Segment Open

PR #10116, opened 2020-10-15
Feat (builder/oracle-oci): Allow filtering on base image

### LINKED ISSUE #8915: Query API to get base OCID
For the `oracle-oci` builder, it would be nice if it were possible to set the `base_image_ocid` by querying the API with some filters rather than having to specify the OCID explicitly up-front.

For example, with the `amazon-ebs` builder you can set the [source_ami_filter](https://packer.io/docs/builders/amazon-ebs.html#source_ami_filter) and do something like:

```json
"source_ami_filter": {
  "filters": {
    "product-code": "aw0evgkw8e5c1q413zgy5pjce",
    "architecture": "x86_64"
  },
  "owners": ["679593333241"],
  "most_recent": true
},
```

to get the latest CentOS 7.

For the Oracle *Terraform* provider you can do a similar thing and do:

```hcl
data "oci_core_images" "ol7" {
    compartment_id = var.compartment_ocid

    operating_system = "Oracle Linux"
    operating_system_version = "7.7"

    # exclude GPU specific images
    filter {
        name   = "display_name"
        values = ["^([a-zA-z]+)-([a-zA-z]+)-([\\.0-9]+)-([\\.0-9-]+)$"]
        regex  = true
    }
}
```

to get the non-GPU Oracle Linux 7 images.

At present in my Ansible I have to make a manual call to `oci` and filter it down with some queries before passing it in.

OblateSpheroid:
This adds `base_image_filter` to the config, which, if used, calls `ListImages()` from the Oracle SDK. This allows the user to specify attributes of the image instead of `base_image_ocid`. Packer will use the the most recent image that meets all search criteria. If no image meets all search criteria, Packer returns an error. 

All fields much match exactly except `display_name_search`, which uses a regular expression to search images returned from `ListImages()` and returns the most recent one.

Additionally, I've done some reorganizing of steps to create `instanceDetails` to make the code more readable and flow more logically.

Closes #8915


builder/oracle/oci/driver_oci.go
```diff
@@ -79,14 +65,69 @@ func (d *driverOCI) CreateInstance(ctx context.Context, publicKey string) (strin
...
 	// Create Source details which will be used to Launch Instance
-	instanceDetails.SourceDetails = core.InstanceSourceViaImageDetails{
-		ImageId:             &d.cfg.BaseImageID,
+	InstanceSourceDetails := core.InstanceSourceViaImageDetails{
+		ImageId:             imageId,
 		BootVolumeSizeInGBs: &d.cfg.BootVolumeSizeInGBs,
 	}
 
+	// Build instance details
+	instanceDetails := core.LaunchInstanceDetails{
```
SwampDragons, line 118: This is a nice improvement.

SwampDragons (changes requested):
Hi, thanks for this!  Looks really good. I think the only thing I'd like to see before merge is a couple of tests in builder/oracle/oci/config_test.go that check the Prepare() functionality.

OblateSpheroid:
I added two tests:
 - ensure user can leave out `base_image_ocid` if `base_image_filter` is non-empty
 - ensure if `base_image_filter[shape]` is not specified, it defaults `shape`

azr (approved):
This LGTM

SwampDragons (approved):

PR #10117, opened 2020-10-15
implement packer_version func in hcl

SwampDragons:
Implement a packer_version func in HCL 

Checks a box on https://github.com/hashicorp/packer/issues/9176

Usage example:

Segment Closed

▸ Activity: In the entries above, find each line containing the string "SwampDragons" and copy it.

▸ Solution to this exercise:
SwampDragons, line 118: This is a nice improvement.
SwampDragons (changes requested):
SwampDragons (approved):
SwampDragons:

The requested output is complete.